### Your goal
Up to and including the line with "10, False)[:10]' in", please set down the entries below exactly, starting from the first line.

Records for processing Start Marker

PR #933, opened 2024-10-03
[17.0][FIX] report_xlsx: Preserve custom context by using context from report instead of user context

DucTruongKomit:
**Steps to Reproduce:**
1. Try to set with_context when print the XLSX report. for example with_context(uom_id=1).
2. when print the report the context uom_id never show up.

**Observer Behavior**

**Expected Behavior**

### DIFF
--- a/report_xlsx/static/src/js/report/action_manager_report.esm.js
+++ b/report_xlsx/static/src/js/report/action_manager_report.esm.js
@@ -33,7 +33,7 @@ registry
                     url: "/report/download",
                     data: {
                         data: JSON.stringify([url, action.report_type]),
-                        context: JSON.stringify(env.services.user.context),
+                        context: JSON.stringify(actionContext),
                     },
                 });
             } finally {


cuongnmtm (approved):
The code LGTM.

I think you should adjust the commit msg to include the module name. Maybe "[FIX] report_xlsx: preserve custom context by using context from report instead of user context"

DucTruongKomit:
> The code LGTM.
> 
> I think you should adjust the commit msg to include the module name. Maybe "[FIX] report_xlsx: preserve custom context by using context from report instead of user context"

Done, thank you!

DucTruongKomit:
> The code LGTM.
> 
> I think you should adjust the commit msg to include the module name. Maybe "[FIX] report_xlsx: preserve custom context by using context from report instead of user context"

Thank you. I did the update.

cuongnmtm (approved):
LGTM. Code review.

HviorForgeFlow (approved):

PR #935, opened 2024-10-09
[17.0][IMP] report_qweb_parameter: Remove warnings

victoralmau:
Remove warning Found deprecated directive `@t-raw`

`WARNING devel odoo.addons.base.models.ir_qweb: Found deprecated directive @t-raw='docs.env["ir.qweb"].check_length(docs[0].vat, 10, False)[:10]' in template 237. Replace by @t-out, and explicitely wrap content in `Markup` if necessary (which likely is not the case)`

`WARNING devel odoo.addons.base.models.ir_qweb: Found deprecated directive @t-raw='docs.env["ir.qweb"].check_length(docs[0].company_registry, False, 10)' in template 237. Replace by @t-out, and explicitely wrap content in `Markup` if necessary (which likely is not the case)`

Execute pre-commit to remove the existing warning.

`WARNING prod py.warnings: /opt/odoo/custom/src/odoo/odoo/addons/base/models/ir_module.py:178: DeprecationWarning: XML declarations in HTML module descriptions are deprecated since Odoo 17, report_qweb_parameter can just have a UTF8 description with not need for a declaration.`

@Tecnativa


pedrobaeza (approved):
/ocabot merge patch

PR #937, opened 2024-10-10
[18.0][MIG] sql_request_abstract: Migration to 18.0

thienvh332:
### Ported PRs
- https://github.com/OCA/server-tools/pull/2291
- https://github.com/OCA/server-tools/pull/2317


legalsylvain:
hi. could you take a look on red CI ? thanks !

thienvh332:
Hi @legalsylvain ,
I updated it. Could you have a look?

checklog-odoo.cfg
```diff
@@ -0,0 +1,3 @@
+[checklog-odoo]
+ignore=
+    WARNING.*0 failed, 0 error\(s\).*
```
legalsylvain, line 3: Why this addition ?

thienvh332: This module originally had no test case and the new oca-ci test case was raising errors even with WARNING. So I added it to avoid being labeled as ERROR

legalsylvain: hum. something is wrong if CI is red if there are no test, it is a valid use case. I think that something should be fixed in checklog-odoo tools instead. 

@sbidoul : what do you think ?

sbidoul: > something should be fixed in checklog-odoo tools instead.

We don't want to special case this in checklog-odoo, because we have had situations where for some reason tests did not run had that error was actually helpful.

This problem will only occur when the first module migrated has no test, so in practice this should not occur often, I guess.

sebalix (approved):

rvalyi (approved):
Ok. Now this was a pretty trivial migration, not sure it is fair to be listed in the contributors and put other credits. Let the module authors be the judges...

HviorForgeFlow:
trivial or not, an effort to move this module to v18 has been done. Commit history will put everybody in their place. Let's merge it :)

HviorForgeFlow:
@thienvh332 pre-commit failed

legalsylvain (approved):

PR #941, opened 2024-10-16
[18.0][ADD] sheet_dataframe_process module: convert file to polars dataframe and…

bealdav:
… process it

image

Based on an imported spreadsheet like file, this module allow to create
Polars dataframe and process them according to rules in order to:

- display filtered data
- obtain another dataframe with only the expected data to use in Odoo
- import data into Odoo TO IMPLEMENT

Why dataframe ?

- a dataframe is a kind of in-memory dataset on which you can operate
- you can operates on your entire dataset a bit like with a database but in memory: you don't need to iterate on each line to perform operations
- the operations are powerful: filter, add column resulting from calculation , select a subset of data

Why Polars ?

- performance: code in rust
- environment consideration
- dynamic project

TODO

- [x] implement populate in file config
- [ ] check matching columns
- [x] check matching according to partner
- [ ] raise if required column missing
- [ ] raise if date is invalid


sheet_dataframe_process/README.rst
```diff
@@ -0,0 +1,99 @@
...
+.. |badge4| image:: https://img.shields.io/badge/weblate-Translate%20me-F47D42.png
+    :target: https://translation.odoo-community.org/projects/reporting-engine-18-0/reporting-engine-18-0-sheet_dataframe_process
+    :alt: Translate me on Weblate
+.. |badge5| image:: https://img.shields.io/badge/runboat-Try%20me-875A7B.png
+    :target: https://runboat.odoo-community.org/builds?repo=OCA/reporting-engine&target_branch=18.0
+    :alt: Try me on Runboat
+
+|badge1| |badge2| |badge3| |badge4| |badge5|
+
+Based on an imported spreadsheet like file, this module allow to create
```
rvalyi: s/allow/allows/

PR #942, opened 2024-10-23
[12.0][ADD] report_pdf_zip_download

AungKoKoLin1997:
This module generates one PDF report per record, and the reports are compiled into a ZIP file if the user prints multiple records at once. If the user prints a single record, it will follow Odoo's standard behavior and will generate just a single PDF file.

@qrtl QT4419

### DIFF
--- a/report_pdf_zip_download/__manifest__.py
+++ b/report_pdf_zip_download/__manifest__.py
@@ -1,0 +1,17 @@
+# © 2017 Creu Blanca
+# Copyright 2024 Quartile (https://www.quartile.co)
+# License AGPL-3.0 or later (https://www.gnu.org/licenses/agpl).
+{
+    "name": "Report PDF ZIP Download",
+    "category": "Report",
+    "version": "12.0.1.0.0",
+    "author": "Quartile, Odoo Community Association (OCA)",
+    "website": "https://github.com/OCA/reporting-engine",
+    "license": "AGPL-3",
+    "depends": ["web"],
+    "data": [
+        "views/ir_actions_report_views.xml",
+        "views/web_client_templates.xml",
+    ],
+    "installable": True,
+}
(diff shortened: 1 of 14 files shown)


batch_report_pdf_zip/models/ir_actions_report.py
```diff
@@ -0,0 +1,13 @@
+# Copyright 2024 Quartile (https://www.quartile.co)
+# License AGPL-3.0 or later (https://www.gnu.org/licenses/agpl).
+
+from odoo import models, fields
+
+
+class IrActionsReport(models.Model):
+    _inherit = "ir.actions.report"
+
+    is_zip = fields.Boolean(
```
yostashiro: To be a bit more descriptive.
```suggestion
    zip_download = fields.Boolean(
```

yostashiro (commented):
How about `report_pdf_zip_download` as the module name?

report_pdf_zip_download/__manifest__.py
```diff
@@ -0,0 +1,17 @@
...
+# Copyright 2024 Quartile (https://www.quartile.co)
+# License AGPL-3.0 or later (https://www.gnu.org/licenses/agpl).
+{
+    "name": "Report PDF ZIP Download",
+    "category": "Report",
+    "version": "12.0.1.0.0",
+    "author": "Quartile, Odoo Community Association (OCA)",
+    "website": "https://github.com/OCA/reporting-engine",
+    "license": "AGPL-3",
+    "depends": ["base"],
```
yostashiro:
```suggestion
    "depends": ["web"],
```

report_pdf_zip_download/static/src/js/action_manager_report.js
```diff
@@ -0,0 +1,88 @@
...
+    var core = require("web.core");
+    var ActionManager = require("web.ActionManager");
+    var crash_manager = require("web.crash_manager");
+    var framework = require("web.framework");
+    var session = require("web.session");
+    var _t = core._t;
+
+    ActionManager.include({
+
+        _downloadReportZIP: function (url, actions) {
```
yostashiro, line 16: I feel that there must be a better way to handle zip downloads, but I don't have a concrete suggestion...

report_pdf_zip_download/__manifest__.py
AungKoKoLin1997: I updated the code.

yostashiro (approved):
Code review.

kanda999 (approved):
Functional review

PR #957, opened 2024-12-19
[14.0] report_xlsx: Fix currency format

mmequignon:
Some xlsx readers doesn't like mixed formats on the same column.
Here we sometimes have the sign on the left, sometimes on the right.
(change introduced in this commit on `account-financial-report` https://github.com/OCA/account-financial-reporting/commit/f088aa6405aac8527cfbd6da2d63dd6aebaf7951#diff-8237378723eb85bb5c6d6e16f339b55840b762029442371284fe1ad71d08c1e2
When it happens, we get `###` displayed (even though value is ok)
-> No, this isn't because of the column being too narrow.

image

Among the tested readers, I was able to reproduce on `excel` (asking to repair the file), `onlyoffice` (not proposing any fix) and `gsheet`.

Reverting to a simple number format.

Also, the only report on which this method is `open items` in `account_financial_report`, which also displays the currency in a dedicated column. This information is redundant.

### DIFF
--- a/report_xlsx/report/report_abstract_xlsx.py
+++ b/report_xlsx/report/report_abstract_xlsx.py
@@ -92,11 +92,9 @@ class ReportXlsxAbstract(models.AbstractModel):
         return self.env[self.env.context.get("active_model")].browse(ids)
 
     def _report_xlsx_currency_format(self, currency):
-        """Get the format to be used in cells (symbol included).
+        """Get currency format to be used in cells.
         Used in account_financial_report addon"""
-        s_before = currency.symbol if currency.position == "before" else ""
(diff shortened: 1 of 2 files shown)


simahawk:
@victoralmau you introduced this change if I'm not mistaken. Could you please have a look?

victoralmau (changes requested):
The existing change (actually introduced in 13.0 https://github.com/OCA/reporting-engine/pull/647 +1 year ago) is intentional, the idea is to not need to add a currency column and display the value with the currency (as appropriate). I have (and no one has reported it so far) not had (or known) any problems viewing the generated excel files, but I think the right thing to do is to make it compatible and not remove the existing utility.

PR #962, opened 2025-01-08
[FIX] report_csv: make it working if docids is False

maisim:
len() is used on docids, but in some cases, docids is False wich raised a TypeError

### DIFF
--- a/report_csv/models/ir_report.py
+++ b/report_csv/models/ir_report.py
@@ -55,7 +55,7 @@ class ReportAction(models.Model):
         report_sudo = self._get_report(report_ref)
         report_model_name = "report.%s" % report_sudo.report_name
         report_model = self.env[report_model_name]
-        res_id = len(docids) == 1 and docids[0]
+        res_id = docids[0] if docids and len(docids) == 1 else None
         if not res_id or not report_sudo.attachment or not report_sudo.attachment_use:
             return report_model.with_context(
                 **{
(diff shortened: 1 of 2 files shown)


remi-filament (approved):
Indeed, as per code in controller, docids is None by default, and in this case you will get a TypeError.

See : 
https://github.com/OCA/reporting-engine/blob/a2240527a2f65f578970fcb5d57e5969a622af9d/report_csv/controllers/main.py#L26
Called from https://github.com/OCA/reporting-engine/blob/a2240527a2f65f578970fcb5d57e5969a622af9d/report_csv/controllers/main.py#L80-L82 if not docids

petrus-v (approved):
could be nice to add unittest to avoid regressions !

other wise code looks good to me

report_csv/models/ir_report.py
```diff
@@ -55,7 +55,7 @@ def _render_csv(self, report_ref, docids, data):
         report_sudo = self._get_report(report_ref)
         report_model_name = "report.%s" % report_sudo.report_name
         report_model = self.env[report_model_name]
-        res_id = len(docids) == 1 and docids[0]
+        res_id = docids[0] if docids and len(docids) == 1 else None
```
maisim, line 58: just replaced 
`res_id = (len(docids) == 1 and docids[0]) if docids else False`
with
`res_id = docids[0] if docids and len(docids) == 1 else None`

wich is more readable

maisim: @petrus-v @remi-filament 
Just added a test and the little change above

HviorForgeFlow (approved):

PR #1078, opened 2025-10-13
[19.0][MIG] report_xlsx

tupaq:
Migration to 19.0.

In report_xlsx/tests/test_report.py the test_report method is removed because xlrd cannot read xlsx files [xlrd](https://github.com/python-excel/xlrd/commit/56c0bd76c8c8db5d7adb5f5210765c21a2ab1944#diff-b5d3d00cff0b461900e3b491cc6ccd3f626c36382b5d02c7b887c7c63147f118R156)


pedrobaeza:
/ocabot migration report_xlsx

Several things to attend:

- You have remove the test, but it's essential to test that this is working, so you have to find an alternative way to check it.
- What you call IMP should be part of the migration commit, as this is something that happens with the change of the version, and don't do search, but directly create a new report in the tests independently form the demo data.

tupaq:
> /ocabot migration report_xlsx
> 
> Several things to attend:
> 
>     * You have remove the test, but it's essential to test that this is working, so you have to find an alternative way to check it.
> 
>     * What you call IMP should be part of the migration commit, as this is something that happens with the change of the version, and don't do search, but directly create a new report in the tests independently form the demo data.

Restored the essential test for report_xlsx.partner_xlsx using openpyxl and added test-requirements.txt. This ensures xlsx report generation is properly tested.

I didn't include it in the commit because we expect the test server to create the database with demo data. This means that installing the add-on doesn't install the test report:

`"demo": ["demo/report.xml"],` in `__manifest__.py` file
[First commit. Errors](https://github.com/OCA/reporting-engine/actions/runs/18453094715/job/52569591686) 

This didn't happen before.

That's why, to test the module, we check with a search to see if the report is installed, and if not, we create it.

Sorry for the spelling. English is not my native language.

@pedrobaeza

report_xlsx/__manifest__.py
```diff
@@ -0,0 +1,21 @@
+# Copyright 2015 ACSONE SA/NV (<http://acsone.eu>)
+# License AGPL-3.0 or later (https://www.gnu.org/licenses/agpl.html).
+{
+    "name": "Base report xlsx",
+    "summary": "Base module to create xlsx report",
+    "author": "ACSONE SA/NV,Creu Blanca,Odoo Community Association (OCA)",
+    "website": "https://github.com/OCA/reporting-engine",
+    "category": "Reporting",
+    "version": "19.0.1.0.1",
```
pedrobaeza:
```suggestion
    "version": "19.0.1.0.0",
```

report_xlsx/tests/test_report.py
```diff
@@ -1,22 +1,39 @@
...
 except ImportError:
-    _logger.debug("Can not import xlrd`.")
+    _logger.debug("Can not import openpyxl`.")
 
 
 class TestReport(common.TransactionCase):
     def setUp(self):
         super().setUp()
         self.report_object = self.env["ir.actions.report"]
+        report_id = self.report_object.search(
```
pedrobaeza: I insist: please remove the search and directly work with one report created on the fly here (that don't overlap/crashes if demo data are also present).

tupaq: Remove the search and check for the existence of the external ID. I think it's cleaner and has no impact.
`if not self.env.ref("report_xlsx.partner_xlsx", False):`

pedrobaeza: Please don't use demo data. Go directly with the data created in the test.

pedrobaeza (approved):
Thank you very much.

rov-adhoc (approved):

PR #1079, opened 2025-10-17
[17.0][IMP]bi_sql_editor: many2one fields clickable on the list view if setting is enabled

AndreuOForgeFlow:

Records for processing End Marker

### Completed exercise
PR #933, opened 2024-10-03
[17.0][FIX] report_xlsx: Preserve custom context by using context from report instead of user context

DucTruongKomit:
**Steps to Reproduce:**
1. Try to set with_context when print the XLSX report. for example with_context(uom_id=1).
2. when print the report the context uom_id never show up.

**Observer Behavior**

**Expected Behavior**

### DIFF
--- a/report_xlsx/static/src/js/report/action_manager_report.esm.js
+++ b/report_xlsx/static/src/js/report/action_manager_report.esm.js
@@ -33,7 +33,7 @@ registry
                     url: "/report/download",
                     data: {
                         data: JSON.stringify([url, action.report_type]),
-                        context: JSON.stringify(env.services.user.context),
+                        context: JSON.stringify(actionContext),
                     },
                 });
             } finally {


cuongnmtm (approved):
The code LGTM.

I think you should adjust the commit msg to include the module name. Maybe "[FIX] report_xlsx: preserve custom context by using context from report instead of user context"

DucTruongKomit:
> The code LGTM.
> 
> I think you should adjust the commit msg to include the module name. Maybe "[FIX] report_xlsx: preserve custom context by using context from report instead of user context"

Done, thank you!

DucTruongKomit:
> The code LGTM.
> 
> I think you should adjust the commit msg to include the module name. Maybe "[FIX] report_xlsx: preserve custom context by using context from report instead of user context"

Thank you. I did the update.

cuongnmtm (approved):
LGTM. Code review.

HviorForgeFlow (approved):

PR #935, opened 2024-10-09
[17.0][IMP] report_qweb_parameter: Remove warnings

victoralmau:
Remove warning Found deprecated directive `@t-raw`

`WARNING devel odoo.addons.base.models.ir_qweb: Found deprecated directive @t-raw='docs.env["ir.qweb"].check_length(docs[0].vat, 10, False)[:10]' in template 237. Replace by @t-out, and explicitely wrap content in `Markup` if necessary (which likely is not the case)`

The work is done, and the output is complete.